2015-07-25 16:16:13 | エリクソンの発達臨床心理

 

 年寄りが老賢者であることを止めて久しいですね。日野原重明先生や柴田とよさんなどのごく少数のお年寄りと、福祉と医療の世話になる、大多数の高齢者に分かれてしまいました。

 The life cycle completed 『人生の巡り合わせ、完成版』、p62の第2パラグラフから。

 

 

 

 

 

 間違いなく、老人の役割は、見直す必要がありますし、考え直す必要がありますね。その見直しと考え直しのために、私どもはここから私どもの表を見直してみたいと思います。ですから、表に戻りましょう。老人の位置取りは、表の縦と横とでは何かしらね? 年齢的に言ったら、老人は表の右上に位置取られますから、その最後の耳触りの悪い方の特色は、despair 「良いこともあったけれども、“人生に何の望みもありゃしない”という感じ」と私どもは言いましたね。それから、左下の角もちょっと見ときましょうか。私どもが思い出すのは、そこを戻れば、最初の耳触りのいい要素が、hope 「困難があっても、信頼し続けること」でしたね。スペイン語では、少なくとも、esperanza エスペランザ 「希望」と desesperanza デスペランザ 「絶望」を、このhope「困難があっても、信頼し続けること」は繋ぎます。また実際に、どの言語でも、hope 「困難があっても、信頼し続けること」は、≪私≫の最も根源的な性質です。もしも、このhope 「困難があっても、信頼し続けること」がなかったら、人生は始まりませんし、意義深い終わりにもなりませんからね。私どもは、空欄になっている左上の角に上がるにつれて、分かってくるのは、そこに上がって来るには、私どもは最後に抱き得る形のhope 「困難があっても、信頼し続けること」に対して一言必要で、このhope 「困難があっても、信頼し続けること」は、最初の垂直線を登るにつれて成熟するものだ、ということです。これにふさわしい言葉は、faith 「低きに立たされている人たちから、本気で学ぶつもりで、関わること」になります。

 

 

 

 

 

 実に上手く出来たライフサイクルですね。なるべく生活の実感に近づける翻訳を試みました。特にfaith は時間を掛けました。「信仰」とやったら、もう意味をなさないと感じます。信仰と関係のない生活をしている日本人がほとんどだからですね。

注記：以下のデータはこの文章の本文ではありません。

PR #230, opened 2026-07-17
api: resolve sandbox secret bindings in one batched query

meAmitPatil:
Creating a sandbox with attached secrets resolved each reference with its own `GetSecretByName` round trip — N queries for N secrets, run sequentially before the create proceeds. Sandboxes with several secrets paid a query per secret on the create path.

This fetches all referenced secrets in a single `GetSecretsByNames` query (`WHERE name = ANY($1)`), builds a name→row map, then assembles the bindings and mints proxy tokens from it. Distinct names only — multiple env keys mapping to the same secret now cost one lookup, not one each. Behavior is unchanged: a reference to a secret the team does not own still returns the same `secret_not_found` 400, and creates with no secrets still short-circuit before any query.

Tests cover the batched happy path (one query for multiple secrets), de-duplication of a shared secret name across env keys, and the not-found error.

### DIFF
--- a/db/queries/secrets.sql
+++ b/db/queries/secrets.sql
@@ -11,6 +11,10 @@ RETURNING *;
 SELECT * FROM secret
 WHERE team_id = $1 AND name = $2 AND deleted_at IS NULL;
 
+-- name: GetSecretsByNames :many
+SELECT * FROM secret
+WHERE team_id = $1 AND name = ANY($2::text[]) AND deleted_at IS NULL;
+
 -- name: GetSecretByID :one
 SELECT * FROM secret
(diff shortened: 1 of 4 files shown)


awille-ai (approved):
Reviewed with the same security, correctness, reliability, and scalability bar. The batched lookup preserves the existing team_id and deleted_at authorization constraints, de-duplicates only database reads while retaining one binding per environment key, and keeps the existing secret_not_found behavior. The no-secret path still avoids a query, tests cover batching/de-duplication/missing references, and CI is green. I found no critical or high-severity issues.

PR #717, opened 2020-02-08
 fix: app crash when user ddint enter a mobile number

### LINKED ISSUE #703: Fix: App crash when mobile number is not enetered in register activity
**Summary:**

When the user does not enter any mobile number under customer registration, then the app crashes instead of going back to the previous activity which should not

Bhavnaharitsa:
Fixes #703 
Fixed app crash when mobile number not entered in register activity

### DIFF
--- a/mifospay/src/main/java/org/mifos/mobilewallet/mifospay/registration/ui/MobileVerificationActivity.java
+++ b/mifospay/src/main/java/org/mifos/mobilewallet/mifospay/registration/ui/MobileVerificationActivity.java
@@ -73,7 +73,6 @@ public class MobileVerificationActivity extends BaseActivity implements
 
     @OnClick(R.id.btn_get_otp)
     public void onGetOTp() {
-        Utils.hideSoftKeyboard(this);
         if (mCcpCode.isValidFullNumber()) {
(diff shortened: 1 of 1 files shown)


naman14:
Can you explain how does this fix the crash? And what what the cause of the crash?

Also try to add the stacktrace in the corresponding issue also. It helps anyone reviewing having a context of the exact issue.

Bhavnaharitsa:
The User.hidesoftkeyboard was apparently causing the error. And the logs were showing quite the same. I had to remove it and the other line was showing error before the app run. I see, there is not much purpose of it and removing them solves(d) the problem. @naman14 
Logs, I shall share soon. Have a bit of problem with my studio.

naman14:
@Bhavnaharitsa were you able to include the stacktrace? If we don't know the root cause of the issue then I can't say that this will fix the issue

Bhavnaharitsa:
I will add it soon

Bhavnaharitsa:
@naman14 Here are the logs
image

devansh-299:
@Bhavnaharitsa after your changes even after entering OTP, the Floating action bar doesn't appear. Please fix this

luckyman20:
@Bhavnaharitsa Closing this because of inactivity.

PR #721, opened 2020-02-16
 fix:added function to clear text in search bar

### LINKED ISSUE #486: Clear the text of search menu.
**Summary:**

There should be a cross(x) button present in the search menu which clears the text in the search bar. It is currently missing.

Bhavnaharitsa:
Fixes #486 
Added function to clear the text when clicked on the cross mark. Had already made a pr but had to close it for some reason.

### DIFF
--- a/mifospay/src/main/java/org/mifos/mobilewallet/mifospay/bank/ui/LinkBankAccountActivity.java
+++ b/mifospay/src/main/java/org/mifos/mobilewallet/mifospay/bank/ui/LinkBankAccountActivity.java
@@ -37,6 +37,7 @@ import javax.inject.Inject;
 
 import butterknife.BindView;
 import butterknife.ButterKnife;
+import butterknife.OnClick;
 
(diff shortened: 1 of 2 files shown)


mifospay/src/main/java/org/mifos/mobilewallet/mifospay/bank/ui/LinkBankAccountActivity.java
```diff
@@ -57,6 +58,10 @@
     PopularBankAdapter mPopularBankAdapter;
     @Inject
     OtherBankAdapter mOtherBankAdapter;
+    @OnClick(R.id.et_cross_bank)
```
naman14: functions are not supposed to be here, please move this inside the class

Bhavnaharitsa: Sure

PR #727, opened 2020-02-17
Fix #726 - Added tests so that only fields of the section which is selected are checked

### LINKED ISSUE #726: Empty field validation in SendFragment does not work properly
**Summary:**

The logic for checking empty fields does not work work it allows submission of empty vpa field when mobile number field is filled and vice versa.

 でもそれだけじゃぁ、ないんですね。「信仰」と一般に考えられていること、たとえば、日曜礼拝に行ったり、そこで献金したり、祈りのチェーンに加わったり、お御堂のおミサに参加したりすることが「信仰」という印象をもつのが、一般的かもしれません。しかし、「信仰」と訳されることが多い、元のギリシア語のピスティス πιστις「信頼」は、そういうこととは、全く関係がありません。  

  ですから、今回も本田哲郎神父の助けを借りました。本物のクリスチャンだと感じるからですね。クリスチャンと言っても、私に言わせれば、偽物が多いし、かく言う私も簡単に偽物になります。ですから、いつだって、あの方を見上げていたいんですね。それも本田哲郎神父や西村秀夫先生や野村實先生に見習いながら…。

 faithは、日曜礼拝に行くことでもなければ、おミサに参加することでもない。それは「低きに立たされている人たちから、本気で学ぶつもりで、関わること」です。